Inside Doug's Head

It is never too late to become wise.

Right now, what you are doing is probably a bad idea. If you find yourself parked in the middle of an expressway blocking two lanes of traffic while you scream hysterically at the driver behind you, it’s probably a bad idea.

If you think throwing french fries in your server’s face will help convince them that they are cold, it’s probably a bad idea.

If you think giving your credit card numbers to a guy named Steve with a suspicious sounding foreign accent will fix your issues with the IRS, it’s probably a bad idea.

If you think bullying a kid at the playground with words like, “look how big I am!” will help you win your territorial rights argument over the swingset, it’s probably a bad idea.

If you think murdering your third husband and burying him in the backyard is a crime that will never be discovered, it’s probably a bad idea.

If you think punching a flight attendant will resolve the dispute you are having with the passenger seated next to you who is wearing a t-shirt you don’t agree with, it’s probably a bad idea.
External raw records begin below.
PR #3737, opened 2023-08-04
[master] Fix waiting for pods indefinitely in localdev.py

yaron-zilliqa:
## Backward Compatibility

### Implementation

- [x] **ready for review**

- [ ] local machine test

- [ ] small-scale cloud test

### DIFF
--- a/scripts/localdev.py
+++ b/scripts/localdev.py
@@ -393,7 +393,7 @@ def grafana_down(config):
     """ Let helm undeploy grafana """
     helm_remove_repository(config, 'grafana')
 
-def prometheus_up(config, testnet_name, count = 23):
+def prometheus_up(config, testnet_name, count = 24):
     """ Let helm deploy prometheus """
     ips = []
     while True:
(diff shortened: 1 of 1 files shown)


Steve-White-UK (changes requested):
The code should not have a hard-coded constant, the actual number can be calculated from the values in the parameters to the bootstrap command.

WE have to adjust it every time you run a slightly different bootstrap, very annoying.

yaron-zilliqa:
> 

Yes, but that value depends on the fanout value which has some strange calculation in the testnet repo.
I'd rather have that than copying all that code.

JamesHinshelwood:
Counting the number of lines from `kubectl get pods` seems super fragile. You can probably do this with a `kubectl wait --for=condition=ready pod -l app=zilliqa` (might be the wrong label) or similar.

yaron-zilliqa:
> 

Yes it is super fragile, except it's unfortunately needed for Prometheus' configuration and the configuration is hard coded anyway, and the script was already doing something similar. I'll see if waiting for 'ready' works.

Steve-White-UK (approved):

Steve-White-UK (changes requested):
Needs a bit of adjustment for Q4 dev I will take a look in the morning.

Steve-White-UK (approved):

rrw-zilliqa:
Closed at @yaron-zilliqa 's request.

If you are at Walmart late at night, or anytime during the day, it’s probably a bad idea. You are more likely to die a violent death in a Walmart parking lot than anywhere else in the universe. Your probability of surviving a rapid decompression while en route to Mars is greater than not dying from a gunshot wound in the vicinity of a Walmart. Fun fact!

Every day, I see so many people with bad ideas. Some bad ideas will get you arrested, others will get you killed. If there’s any doubt about the sagacity of your choices, shut up, smile politely, apologize if necessary, and back away like a cat with wet feet.

That’s still an expression, right? Like, a cat with wet feet. You know, when cats step in wet stuff and then walk around the house, suddenly realizing they’re leaving footprints. They don’t want to be blamed for creating the mess, so they walk backwards really slowly, retracing their steps. Like a cat with wet feet, hoping to avoid detection. It wasn’t me! It was the other guy! Maybe the dog did it.

Don’t be a meme. Seriously, people. Do better. We have 600 million years of evolution on our side. Don’t come all this way through space and time only to die in an ego battle over a shopping cart and a water bottle. If it helps, you are both wrong. Wrong and stupid. I look down upon you from above. I’m very disappointed.